Sekarang ini, sesudah merantau ke ibukota Jakarta, saya selalu menyempatkan diri untuk pulang kembali ke kampung halaman di Sumatera. Walaupun di era yang serba digital ini, semua serba cepat dan mudah, semua orang berbondong-bondong naik pesawat terbang. Namun bagi saya, momen naik Kapal Ferry tetaplah yang selalu saya nantikan. Klasik tetapi asyik. Bagi saya, setiap mil perjalanan yang ditempuh sangatlah berarti, mereka mempunyai ceritanya sendiri-sendiri. Saya selalu tidak sabar kembali ke rumah, menikmati pantai-pantai di pesisir Sumatera, yang kini mulai banyak di eksplor oleh para pelancong domestik maupun mancanegara.


Kadangkala ketika perjalanan dilakukan pada senja hari, kita bisa sambil melihat sunset di pinggir dek kapal.

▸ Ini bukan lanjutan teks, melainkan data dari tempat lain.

PR #3183, opened 2024-04-16
New operators

mahrud:
- **added postfix ops `^! _! ^~ _~`**
- **added binary ops `^> ^>= ^< ^<= _> _>= _< _<=`**

I also wanted to add postfix op `^#` (for instance used in math for the ring map corresponding to a map of ringed spaces) and `_#` but currently this would conflict with things like `2^#L`. Perhaps they could be changed to `2 ^ #L`, but this could be an annoying breaking change.


mahrud:
@d-torrance if you'd like to switch `~` to a prefix op in this PR, feel free to push commits to do that here.

d-torrance:
I think if we do switch `~` to a prefix operator, it should wait for at least another release to give folks time to transition from `M~` to `M^~` for sheafification.

For the failed builds, I think either the other four operators should be added to the augmented assignment blacklist in `binding.d` or their augmented versions should be added to `exports.m2`.

DanGrayson:
An operator that begins with _ or ^ should be unary and postfix.

mahrud:
Why? I'd like to use the binary operators for truncations of modules, complexes, and filtrations in general.

d-torrance:
We already have several binary operators that begin with `_` or `^`:  `_` and `^` themselves, as well as `^**`, `^^`, and all the corresponding augmented assignment operators.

Suasana yang damai sekaligus romantis, yang pastinya jarang ditemui di tengah kota besar. Keindahan matahari berada di ujung cakrawala, berikut kemilaunya hamparan laut yang menjadi berwarna jingga keemasan. Benar-benar pesona yang luar biasa, mengingat bahwa kami bukan dalam perjalanan liburan, namun sangat menghibur.

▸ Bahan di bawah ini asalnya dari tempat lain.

PR #3186, opened 2024-04-22
Parallelization updates

d-torrance:
This branch includes a number of improvements to Macaulay2's code related to parallelization, primarily by @DaveBarton.  The work began at the AIM workshop ["Macaulay2: expanded functionality and improved efficiency"](https://aimath.org/pastworkshops/macaulay2efie.html) last fall.

Improvements include:

* Changed initial value of `currentAllowedThreads` from 2 to 4 to 5, added 1 to `maxAllowableThreads`
* Use default `GC_FREE_SPACE_DIVISOR` of 3 not 12, initial heap size 70MB -> 150MB + `maxAllowableThreads` * 8MB
* `elapsedTime`: also show process, thread, gc time.  Also change `cpuTime()` to return process, not thread, time.
* Have `taskResult()` wait for the task to finish
* Added `parallelApply` - make it take `allowableThreads` as an optional parameter!?
* Comment out some `GC_FREE()`s
* Add patch for GC bug fix
* Add `getThreadIOMode` function and improve the existing `setIO*` functions

### DIFF
--- a/M2/Macaulay2/c/README
+++ b/M2/Macaulay2/c/README
@@ -289,7 +289,7 @@ Expressions:
 
 	export a := b				export a variable or function (by declaring it in *.sig)
 	import a				import a variable (used mainly in *.sig files)
-	thread a := b				declare a thread local variable
+	threadLocal a := b			declare a thread local variable
 
 	f(x,y)					function application
 	when e 					examine e
--- a/M2/Macaulay2/c/README
+++ b/M2/Macaulay2/c/README
@@ -266,7 +266,7 @@ Expressions:
 	if a then b
 	until a do b
 	while a do b			evaluates b as long as a is true
-	while a list b			produces a list of the values of b, as long as a is true
+	while a list b			produces a list of the values of b, as long as a is true (not implemented!?)
 	foreach a in b do c		
 	foreach a at i in b do c
 	foreach a at i in b by s do c
@@ -330,7 +330,7 @@ Useful functions
 	+	-	*	/	%
 	^^					exclusive or
 	^					power (for doubles)
-	::					nothing
+	::					nothing (not implemented!?)
 
 Operators
 
--- a/M2/Macaulay2/c/README
+++ b/M2/Macaulay2/c/README
@@ -210,7 +210,7 @@ Types:
 
 	Pointer "bar"			a new pointer type, declared as "bar" in the C or C++ code produced
 	atomicPointer "bar"		a new atomic pointer type, declared as "bar" in the C or C++ code produced
-	malloc(T)			returns a pointer of type T pointing to new memory on the heap
+	GCmalloc(T)			returns a pointer of type T pointing to new memory on the heap
 					the number of bytes allocated is sizeof(*((T)0))
 					if T is a pointer type, the memory is cleared by GC_MALLOC
 					if T is an atomic pointer type, the memory is not cleared by GC_MALLOC_ATOMIC
--- a/M2/Macaulay2/d/M2mem.c
+++ b/M2/Macaulay2/d/M2mem.c
@@ -69,7 +69,7 @@ void freememlen(void *s, size_t old) {
 #ifdef MEMDEBUG
      M2_debug_free(s);
 #else     
-     GC_FREE(s);
+     /* GC_FREE(s); */
 #endif
 }
 
@@ -80,7 +80,7 @@ void freemem(void *s) {
 #ifdef MEMDEBUG
      M2_debug_free(s);
 #else     
-     GC_FREE(s);
+     /* GC_FREE(s); */
 #endif
 }
 
@@ -192,7 +192,7 @@ char *getmoremem_atomic (char *s, size_t old, size_t new) {
      size_t min = old<new ? old : new;
      if (p == NULL) outofmem2(new);
      memcpy(p, s, min);
-     GC_FREE(s);
+     /* GC_FREE(s); */
 #    ifndef NDEBUG
      {
        int excess = new - min;
--- a/M2/Macaulay2/d/pthread.d
+++ b/M2/Macaulay2/d/pthread.d
@@ -217,6 +217,7 @@ setupfun("taskResult",taskResult);
 setupfun("setIOSynchronized",setIOSynchronized);
 setupfun("setIOUnSynchronized",setIOUnSynchronized);
 setupfun("setIOExclusive",setIOExclusive);
+setupfun("getIOThreadMode", getIOThreadMode);
 
 -- Local Variables:
 -- compile-command: "echo \"make: Entering directory \\`$M2BUILDDIR/Macaulay2/d'\" && make -C $M2BUILDDIR/Macaulay2/d pthread.o "
--- a/M2/Macaulay2/d/pthread.d
+++ b/M2/Macaulay2/d/pthread.d
@@ -203,7 +203,9 @@ taskResult(e:Expr):Expr := (
      when e is c:TaskCell do
      if c.body.resultRetrieved then buildErrorPacket("task result already retrieved")
      else if !taskKeepRunning(c.body.task) then buildErrorPacket("task canceled")
-     else if !taskDone(c.body.task) then buildErrorPacket("task not done yet")
+     else if !taskDone(c.body.task) then (
+	  Ccode(voidPointer, "waitOnTask(",c.body.task,")");
+	  taskResult(e))
      else (
 	  r := c.body.returnValue;
 	  c.body.returnValue = nullE;
--- a/M2/Macaulay2/d/pthread.d
+++ b/M2/Macaulay2/d/pthread.d
@@ -217,6 +217,15 @@ setupfun("taskResult",taskResult);
 setupfun("setIOSynchronized",setIOSynchronized);
 setupfun("setIOUnSynchronized",setIOUnSynchronized);
 setupfun("setIOExclusive",setIOExclusive);
+
+export getIOThreadMode(e:Expr):Expr := (
+    when e
+    is a:Sequence do (
+	if length(a) == 0
+	then toExpr(getFileThreadMode(stdIO))
+	else WrongNumArgs(0, 1))
+    is f:file do toExpr(getFileThreadMode(f))
+    else WrongArg("a file or ()"));
 setupfun("getIOThreadMode", getIOThreadMode);
 
 -- Local Variables:
--- a/M2/Macaulay2/bin/main.cpp
+++ b/M2/Macaulay2/bin/main.cpp
@@ -68,8 +68,14 @@ int main(/* const */ int argc, /* const */ char *argv[], /* const */ char *env[]
   while (env[++envc] != NULL) { /* iterate over environ until you hit NULL */ }
 
   GC_INIT();
+  size_t heap_size = GC_get_heap_size(),
+	 min_heap_size = 150'000'000 + getMaxAllowableThreads() * 8'000'000;
+		// each thread is currently started with 8 MB of stack space
+  if (heap_size < min_heap_size)
+    GC_expand_hp(min_heap_size - heap_size);
   GC_call_with_alloc_lock(GC_start_performance_measurement_0, NULL);
     // record total time of (full) gcs for GCstats()
+
   IM2_initialize();
 
 #ifndef NDEBUG
--- a/M2/Macaulay2/bin/main.cpp
+++ b/M2/Macaulay2/bin/main.cpp
@@ -56,6 +56,11 @@ void* interpFunc(ArgCell* vargs);
 void* profFunc(ArgCell* p);
 void* testFunc(ArgCell* p);
 
+static void * GC_start_performance_measurement_0(void *) {
+  GC_start_performance_measurement();
+  return NULL;
+}
+
 int main(/* const */ int argc, /* const */ char *argv[], /* const */ char *env[])
 {
   /* find the number of environment variables defined */
@@ -63,6 +68,8 @@ int main(/* const */ int argc, /* const */ char *argv[], /* const */ char *env[]
   while (env[++envc] != NULL) { /* iterate over environ until you hit NULL */ }
 
   GC_INIT();
+  GC_call_with_alloc_lock(GC_start_performance_measurement_0, NULL);
+    // record total time of (full) gcs for GCstats()
   IM2_initialize();
 
 #ifndef NDEBUG
--- a/M2/Macaulay2/c/dictionary.c
+++ b/M2/Macaulay2/c/dictionary.c
@@ -220,7 +220,7 @@ static void psymbol(node s){
      if (s->body.symbol.flags & defined_F) put(" initialized");
      if (s->body.symbol.flags & export_F) put(" export");
      if (s->body.symbol.flags & import_F) put(" import");
-     if (s->body.symbol.flags & threadLocal_F) put(" thread");
+     if (s->body.symbol.flags & threadLocal_F) put(" threadLocal");
      if (s->body.symbol.flags & const_F) put(" const");
      if (s->body.symbol.flags & global_F) put(" global");
      if (s->body.symbol.flags & literal_F) put(" literal");
--- a/M2/Macaulay2/d/M2lib.c
+++ b/M2/Macaulay2/d/M2lib.c
@@ -27,16 +27,23 @@ void system_handleInterruptsSetup(M2_bool handleInterrupts) {
   oursignal(SIGALRM,handleInterrupts ? alarm_handler : SIG_DFL);
 }
 
-static __thread double startTime;
+static double startTime;
 double system_cpuTime(void) {
   struct timespec t;
-  int err = clock_gettime(CLOCK_THREAD_CPUTIME_ID, &t);
+  int err = clock_gettime(CLOCK_PROCESS_CPUTIME_ID, &t);
   if (err) return 0; /* silent about error */
   double u = t.tv_sec + t.tv_nsec * 1e-9;
   return u - startTime;
 }
 void system_cpuTime_init(void) {
   startTime = system_cpuTime();
+}
+
+double system_threadTime(void) {
+  struct timespec t;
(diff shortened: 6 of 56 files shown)


DaveBarton:
Doug, how is this branch different from your parallelization branch? It seems like you left out a lot of the commits that accomplished the points you mentioned. Also the most important point is that in the parallelization branch, parallelization actually works, i.e. it's thread-safe, doesn't crash, and runs faster. See https://github.com/d-torrance/M2/compare/new-parallelization...d-torrance:M2:parallelization for the differences. Why not just add your last 2 commits to the parallelization branch?

The 8 points above were based on notes I sent you, which were supposed to just be notes/issues that you should be aware of and ideally discuss with someone, if/when you do merge. I guess some version of some of them should also go in Macaulay2's release notes. I would add here:

1. Changed GCstats()

2. TODO: comment out all GC_FREE()s!?

3. Need to update bdwgc submodule & include my bug fix

4. setIOUnSyncronized (a shared buffer without mutexes) and setIOExclusive (separate buffers that lose data) are totally broken, leaving only setIOSynchronized. These need to be eliminated or totally redesigned and reimplemented.

Good luck! Hope this helps, Dave

d-torrance:
It's just the `parallelization` branch rebased on top of `development`.  I don't think I missed any commits, but I'll double check!

d-torrance:
It looks like we have two failing tests:

```m2
i1 : check(80, "Complexes", Verbose => true)
 -- running   check(80, "Complexes")             
 ulimit -c unlimited; ulimit -t 700; ulimit -m 850000; ulimit -s 8192; ulimit -n 512;  cd /tmp/M2-2402714-0/1-rundir/; GC_MAXIMUM_HEAP_SIZE=400M "/home/profzoom/src/macaulay2/M2/M2/BUILD/doug/usr-dist/x86_64-Linux-Ubuntu-23.10/bin/M2-binary" --no-randomize --no-readline --silent --stop --print-width 77 -e 'needsPackage("Complexes",Reload=>true,FileName=>"/home/profzoom/src/macaulay2/M2/M2/Macaulay2/packages/Complexes.m2")' <"/tmp/M2-2402714-0/0.m2" >>"/tmp/M2-2402714-0/0.tmp" 2>&1
/tmp/M2-2402714-0/0.tmp:0:1:(3):[12]: (output file) error: Macaulay2 exited with status code 1
/tmp/M2-2402714-0/0.m2:0:1: (input file)
M2: *** Error 1
 -- 2.46926 seconds elapsed; 0.00194321 process (cpu time); 0.00167225 thread; 0. gc (process)
../../macaulay2/M2/M2/Macaulay2/packages/Complexes/FreeResolutionTests.m2:710:1-738:1 error:
 -- 
 --           1      4      10      11      5      1
 -- o9 = (0, R  <-- R  <-- R   <-- R   <-- R  <-- R )
 --                                                
 --          0      1      2       3       4      5
 -- 
 -- o9 : Sequence
 -- 
 -- i10 :   assert BinaryOperation(symbol >, usedtime3, 5*usedtime2)
 -- stdio:20:3:(3): error: assertion failed:
 -- 0>0 is false
 -- 
stdio:1:1:(3): error: test(s) #80 of package Complexes failed.
```

This is probably due to the timing changes.

Also, we end up hanging at:

```m2
i1 : check(6, "NumericalImplicitization")
 -- capturing check(6, "NumericalImplicitization")
```

mahrud:
Couple of feedback:
1. can we keep `elapsedTime` as is and add the new functionality to `time` (and `timing`) instead?
2. I sometimes use `cpuTime` for benchmarking; is there a way to get the thread cpu time now?
3. how does `taskResult` wait for the task to finish? assuming it is not running a loop that repeatedly checks if the task is finished, can we add a synonym `await` and also add `async = f -> (x -> schedule(f, x))`? This is the [Async/Await](https://en.wikipedia.org/wiki/Async/await) pattern. It would be great if these were keywords instead
4. instead of `parallelApply` can we make a keyword which can turn a normal apply to run in parallel? (similar to OpenMP patterns)
```m2
parallel apply(...)
```

mahrud:
> * `time` and `timing` involve a data structure, which would be a breaking change. `elapsedTime` just prints stuff. At least that was my thinking.

I don't think this is right. `time` and `elapsedTime` simply print a message, `timing` and `elapsedTiming` return a data structure with the timing info. My primary ask was to keep `elapsedTime` intact and change the output of `time` instead (both without any data structures involved`. I think this is more appropriate because `elapsedTime` is the "wall clock" so it shouldn't depend on threads at all, whereas `time` measures cpu time so it should be thread specific.

The secondary ask was to also return the gc and thread time in the data structure returned by `timing`, but that doesn't feel very urgent and as you said would be a slight breaking change.

> * The new `elapsedTime` prints the time used by the current thread.

I think this is confusing and potentially misleading.

DaveBarton:
You're right, `timing` and `elapsedTiming` return a data structure, I misspoke.

"cpu time", by standard usage, counts the total cpu time used by all cores in a calculation. If you have a parallel algorithm that hands off the real work to other threads, the current thread's cpu time may be very small. If you don't use multiple cores, the total cpu time should be approximately equal to the current thread's cpu time. Thus it seems like `cpuTime()` should return the total for all cores, and this is indeed what you should use for benchmarking. (If a lot of time is being wasted by the task system on threads that don't compute anything useful, that should be fixed, but not by just returning one thread's total time.) Also BTW, the gc time can be gotten programmatically now by the new `GCstats()`.

I see your point though, which function should show the extra info?

Here's the doc for the new `elapsedTime`:
```
     Key => "elapsedTime",
     Headline => "time a computation including time elapsed",
     Usage => "elapsedTime e",
     TT "elapsedTime e", " evaluates ", TT "e", ", prints the amount of time
     elapsed, and returns the value of ", TT "e", ". The cpu time used by the Macaulay2
     process, the current thread, and garbage collection during the evaluation of ", TT "e",
     " is also shown.",
     EXAMPLE "elapsedTime sleep 1",
```

Here's Doug's output above from a failing test:
```
 -- 2.46926 seconds elapsed; 0.00194321 process (cpu time); 0.00167225 thread; 0. gc (process)
```

It does take a bit of getting used to, for instance the gc time is total process (cpu) time, which is divided pretty evenly between the threads. One upshot is that I think you'll all get a better feel for how much time gc is taking for things, and how it's being spread out. But maybe this could all be presented or documented better.

My thinking about `time` vs. `elapsedTime` though was that if you want to see just one number, it should be total cpu time (all tasks, including gc). That's the basic `time` you should be benchmarking most often. If you want details, you want all 4 numbers. But just seeing a wall clock time (having `elapsedTime` show just that) is often misleading: it depends on how loaded your machine is, and how many threads you're using for this computation. So to my mind, it does depend on the number of threads. I guess you could have `time` and `elapsedTime` both show all 4 numbers, but that seems overkill and redundant to me. But anyway it's up to you, do whatever you guys thinks is best.

Thanks for the feedback!

mahrud:
> Here's Doug's output above from a failing test:

I definitely appreciate the additional information (which I had asked for in the past) but this change has messed up the formatting of the output of `installPackage` and `check`:
image
image

> My thinking about `time` vs. `elapsedTime` though was that if you want to see just one number, it should be total cpu time (all tasks, including gc)

I think most M2 users don't care about benchmarking, but they do care about wall time (e.g. if I'm running an algorithm that took an hour last time, I should come back to check on it in an hour).

Consider this example:
```m2
i3 : time capture examples minimalBetti;
     -- used 12.4161 seconds

i4 : elapsedTime capture examples minimalBetti;
 -- 10.085 seconds elapsed; 12.2704 process (cpu time); 10.0572 thread; 0. gc (process)
```
In reality, this tool 10 seconds to run on my machine. If I run this again, it won't be on a different cpu or different setup, so I would expect it to take about 10 seconds. Also note that the cpu time that is now added is simply the usual output of `time`, which is redundant, so I think the output should instead be:
```m2
i3 : time capture examples minimalBetti;
 -- used 12.4161 seconds (cpu time); 10.0572 thread; 0. gc (process)

i4 : elapsedTime capture examples minimalBetti;
 -- 10.085 seconds elapsed
```

Also, I think having `cpuTime()` return the total cpu time is fine, but for my purposes I would still like a `threatTime()`, or perhaps we could have `cpuTime` take an optional integer to return the thread-specific cpu time. This would be useful along with an integer parameter like `currentThread` so that `cputTime(currentThread)` is always the current thread's cpu time.

d-torrance:
Locally, the two failing tests are working when I don't use `capture`.  So I've added `no-capture-flag` to them both.  Let's see if the GitHub builds work now...

DaveBarton:
I'm getting your point, thanks. There are over 1000 calls in M2 to each of `time` and `elapsedTime`. Maybe we'll mess up formatting or shock folks if we grow the output of either one, especially since almost no one will be using parallelism at first (except for gc)? We could have an `allTimes` or `showTimes` or `timeInfo` (too bad just `times` is already used for something) that prints the 4 times. Maybe the best order would be: cpu time, gc time (before elapsed time since it's a total cpu time across tasks), elapsed time, time on this thread. I did want people to learn about gc time though, sigh.

Could the formatting changes be messing up Doug's tests? (Sorry - not really - for the newbie questions.)

P.S. The counter-argument to adding a new function is I guess if you think enlarging the output of `time` wouldn't mess up any formatting, and if you thought everyone (or most folks) that call `time` really would like to see the extra output, e.g. gc time and elapsed time.

d-torrance:
Avoiding `capture` fixed the `NumericalImplicitization` test, but not the `Complexes` one.  (Plus it was already not using `capture` because it uses `gbTrace`, so adding `no-capture-flag` was redundant.)

mahrud:
At least in the Core, there are only two calls to `elapsedTime` (one for examples and one for tests) and zero calls to `time`. Packages use both of course, but I can't think of any other cases where formatting would break because of either.

I don't think there's a need to add a new keyword function, especially since changing `time` would also teach people who use it that the number displayed is cpu time.

d-torrance:
The builds are all working!  I'll convert this to a draft until the other comments are addressed.

d-torrance:
I've moved the thread and gc time over to `time` as discussed:

```m2
i1 : time capture examples minimalBetti;
 -- used 5.18674 seconds (cpu time); 4.60075 (thread); 0. gc (process)

i2 : elapsedTime capture examples minimalBetti;
 -- 5.18838 seconds elapsed
```

It also now prints to `stderr` instead of `stdout` for consistency with `elapsedTime` and most other logs and warning messages.

d-torrance:
The `time` changes were causing the `ComputationsBook` tests to fail, so I've pushed a commit fixing that.  I also updated the output slightly:

```m2
i1 : time capture examples minimalBetti;
 -- used 5.11699 s (cpu); 4.43841 s (thread); 0. s (gc)
```
This way, there are fewer total characters, but we also have units on all three times.

mahrud:
Is there a space before the "s"?

d-torrance:
> Is there a space before the "s"?

There is -- I think that's the SI convention -- but I suppose we could save three more characters by removing them.

DaveBarton:
Doug, thanks for all the test fixes and coding the time vs. elapsedTime fix!

I didn't know about the "raw" naming rule. Feel free to choose a better name.

mahrud:
> There is -- I think that's the SI convention -- but I suppose we could save three more characters by removing them.

Oh interesting. I don't care about the savings though: I would pick `0.0s` over the `0. s`, which looks a bit weird. Unix `time` command outputs like
```
real	0m0.007s
user	0m0.001s
sys	0m0.006s
```
So I feel like the space is unnecessary, unless there's any specific benefit to it.

d-torrance:
Dropping the space sounds good to me.  I agree that `0.` looks strange.

d-torrance:
I've removed the space and also simplified the printing of doubles.  Now we just use `snprintf` from the C standard library instead of rolling our own function (`tostring5`, which according to the git history, used to be used by `format`, but more recently has *only* been used for printing doubles).

So now we have the following:
```m2
i1 : time capture examples minimalBetti;
 -- used 5.96428s (cpu); 4.31929s (thread); 0s (gc)
```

Bila perjalanan di lakukan pada pagi atau siang hari, jika beruntung kita dapat melihat lumba-lumba bermain dan berloncatan mengikuti lajunya kapal, seolah-olah mengajak untuk bermain dan berlomba adu cepat.
Bahkan jika melakukan perjalanan malam hari, walaupun hari telah gelap dan pemandangan laut tidak begitu kelihatan jelas, kita masih bisa merasakan semilir angin laut serta gemerlap lampu-lampu di sekeliling pulau, jauh di seberang, yang terlihat berupa titik-titik terang berwarna-warni.


Saya tahu, bukan hanya saya seorang yang memiliki kenangan tentang pulang ke kampung halaman. Setiap orang pasti punya ceritanya masing-masing.
Bagi kami, para perantau yang berada jauh dari rumah, ingin selalu kembali ke pelukan Ibu. Seperti pelari yang tetap berada di jalur trek nya, seperti pemain musik kembali pada nada-nada, petani kembali pada rumahnya setelah seharian bekerja di sawah. Ya, ada sisi romantisme yang mampu mengarahkan imajinasi liar kami di sepanjang perjalanan laut yang ditempuh selama 2 jam tersebut.

Bagaimanapun, kembali dan pulang ke sisian laut merupakan hal yang selalu ditunggu-tunggu. Kembali pada kapal-kapal dan perahu yang membesarkan saya, menerjang ombak dan gugusan pulau-pulau, bahkan yang sudah mengajarkan saya kerasnya kehidupan.

Seperti inilah rasa 'pulang' itu seharusnya.